Acher’s pruning of all the plants or “cutting the shoots” refers to his apostasy. After his vision, he became a heretic, and cut himself off from his religion and his beliefs.
Rabbi Akiba was seen as one of the wisest and holiest of sages, and thus only he was permitted into the highest chamber of heaven to hear God’s holy Name.
Some Thoughts on the Myth
Here we see clear evidence of Eastern mysticism seeping its way into Judaism. By the nature of chanting, very specific yoga-like poses, ritual purification, and other methods, these holy men attempted to glimpse divine secrets. This is not unlike the ascetic practices of some Hindu and Buddhist traditions, and it’s likely that there was some exchange of ideas. There are many interpretations of the story of the four who entered Paradise, but if you look closely at this myth it seems to parallel a lot of modern mystical experiences people have with hallucinogens like psilocybin, mescaline, and LSD.
While these hallucinogens are rarely fatal on their own, they have led people to do stupid things that resulted in death (like Ben Azzai).

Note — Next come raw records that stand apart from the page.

PR #2940, opened 2018-06-29
Switch back provider and requestor in clean res CLI command

### LINKED ISSUE #2889: Requesting node runs out of disk space
Affects: 0.16.0

When running a node that has `accept tasks = 0` and is requesting tasks, it quickly fills the disk space (100GB in 2-3 days). The space can be reclaimed by running `./golemcli.py res clear --provider`.

badb:
Resolves #2889

### DIFF
--- a/golem/interface/client/resources.py
+++ b/golem/interface/client/resources.py
@@ -35,7 +35,7 @@ class Resources(object):
 
         clear = Resources.client.clear_dir
 
-        if provider:
+        if requestor:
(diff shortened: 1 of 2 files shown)


mfranciszkiewicz (approved):

etam (approved):
That's a good change, but I don't think it resolves #2889.

badb:
@etam Why?

etam:
Because the issue is about running out of disk space. CLI confusion was something that was also found, but wasn't the main problem.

Certainly, having a “bad trip” on LSD or similar could lead to psychosis, temporary or permanent (as in Ben Zoma). And an experience on these hallucinogens might cause one to see the world in a new light, because of one’s altered perceptions, and change his world view permanently (like Acher). Lastly, those who might have been more spiritually inclined would see, in their hallucinogenic experience, a widening, loving, divine presence (like Rabbi Akiba) that some have recounted.

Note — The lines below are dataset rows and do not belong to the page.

PR #2952, opened 2018-07-03
Reverted unicode fixes for windows logs

maaktweluit:
Since they seem fixed in python3.

Original PR: #910

This removes the `b''` surrounding each log line on windows.


jiivan (approved):
LGTM

PR #2955, opened 2018-07-03
display message about waiting for password repeatedly

### LINKED ISSUE #2879: Display information that golem is waiting for password more clearly in console
When Golem cannot be started because terms of use are not accepted than message with this information is displayed many times in regular interval. When it's waiting for password to unlock the account, however, it's only displayed once and it's not the last message that is displayed usually (some additional information about docker state can be displayed after it). Therefore many users may not notice that golem is waiting for some form of interaction. 
We would like this message to be displayed many times in regular intervals like term of use or at least to make it more visible

etam:
Fixes #2879

### DIFF
--- a/golem/node.py
+++ b/golem/node.py
@@ -306,14 +306,15 @@ class Node(object):  # pylint: disable=too-few-public-methods
 
             if self.key_exists():
                 event = 'get_password'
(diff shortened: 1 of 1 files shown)


Krigpl (approved):
coolkid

I’m not saying that these sages took hallucinogens (though that is indeed possible), only that they were actively seeking mystical experiences. This is quite similar to modern psychonauts who use entheogens (hallucinogenic substances) to seek altered and sometimes high spiritual states. Those not psychologically prepared could harm themselves gravely. The 1960s U.S. drug subculture is a perfect example of people diving headfirst into hallucinogenic drug experimentation, and a lot of harm resulted from this. Read the endnotes of Philp K. Dick’s A Scanner Darkly to see how many of his friends died or lost their minds. Not all of those who did (or do) hallucinogens were looking for spiritual revelation, but with powerful hallucinogens we often don’t have a choice. The numinous nature of the world breaks through, as in Huxley’s The Doors of Perception, from which the rock group The Doors got their name.

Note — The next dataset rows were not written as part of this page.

PR #2958, opened 2018-07-04
update cli 'account withdraw' interface

### LINKED ISSUE #2880: Fix help message to "account withdraw" command
> account withdraw
the following arguments are required: amount, destination, currency

Should be: the following arguments are required: destination amount currency. For eg. account withdraw 0x74446B4FB2Cca2fd8A475Bc40606b77d8d7659C4 3 GNT

Also, information about locked withdraws on the testnet should be shown earlier for the user, not after he types all necessary commands. Maybe just add comment in account “withdrawals are not available for the testnet”

etam:
Fixes #2880

### DIFF
--- a/golem/interface/client/account.py
+++ b/golem/interface/client/account.py
@@ -102,12 +102,13 @@ class Account:
         return "Account unlock success"
 
     @command(
-        arguments=(amount_arg, address_arg, currency_arg),
-        help="Withdraw GNT/ETH")
+        arguments=(address_arg, amount_arg, currency_arg),
+        help=("Withdraw GNT/ETH\n"
+              "(withdrawals are not available for the testnet)"))
     def withdraw(  # pylint: disable=no-self-use
             self,
-            amount,
             destination,
+            amount,
             currency) -> str:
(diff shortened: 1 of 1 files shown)


jiivan (approved):
lgtm

golem/interface/client/account.py
```diff
@@ -102,12 +102,13 @@ def unlock(self) -> str:  # pylint: disable=no-self-use
...
-        arguments=(amount_arg, address_arg, currency_arg),
-        help="Withdraw GNT/ETH")
+        arguments=(address_arg, amount_arg, currency_arg),
+        help=("Withdraw GNT/ETH\n"
+              "(withdrawals are not available for the testnet)"))
     def withdraw(  # pylint: disable=no-self-use
             self,
-            amount,
             destination,
+            amount,
```
Krigpl, line 111: Why the reorder? All other `withdraw` functions have `amount` first

Krigpl: I found the answer so nevermind

etam: hat's what #2880 is about. And this is only a CLI command, that's why I'm not reordering further.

A big clue for me is Ben Zoma’s cryptic statment that “the distance between the upper and lower waters, the separation of the firmament, are but three finger-breadths.” Here the waters refer to the earth (lower) and heaven (upper). That they are only three finger-breadths implies that they are so close they nearly touch. Since the heavenly realms are not physical, but mental states (my read), Zoma realizes that it is only his psychological state that prevents him from being in heaven all the time. The normal states of consciousness and the elevated states are so close they nearly touch, and he can switch from one to another much more easily than he imagined. This reminds me of those who suffer from LSD “flashbacks,” those who are unable to will themselves back into their normal states of consciousness.
I think what each man saw was a reflection of his own inner state. The secrets revealed were internal ones. The barriers they faced, psychological. There is no mention of them physically traveling anywhere. Theirs was a journey through spiritual realms, through their layers of consciousness. While this type of internal introspection — to the point of actually trying to alter mental states — is the center of many traditions, like Buddhism, I’m sad to see it hasn’t taken a more central role in Judaism. Obviously we all shouldn’t “tune in and drop out,” but I think there is something to be said for examining the layers of consciousness in a methodical, rather than haphazard manner. Regardless, I find it interesting to read this account of the mystical ascent to heaven of these three ancient sages.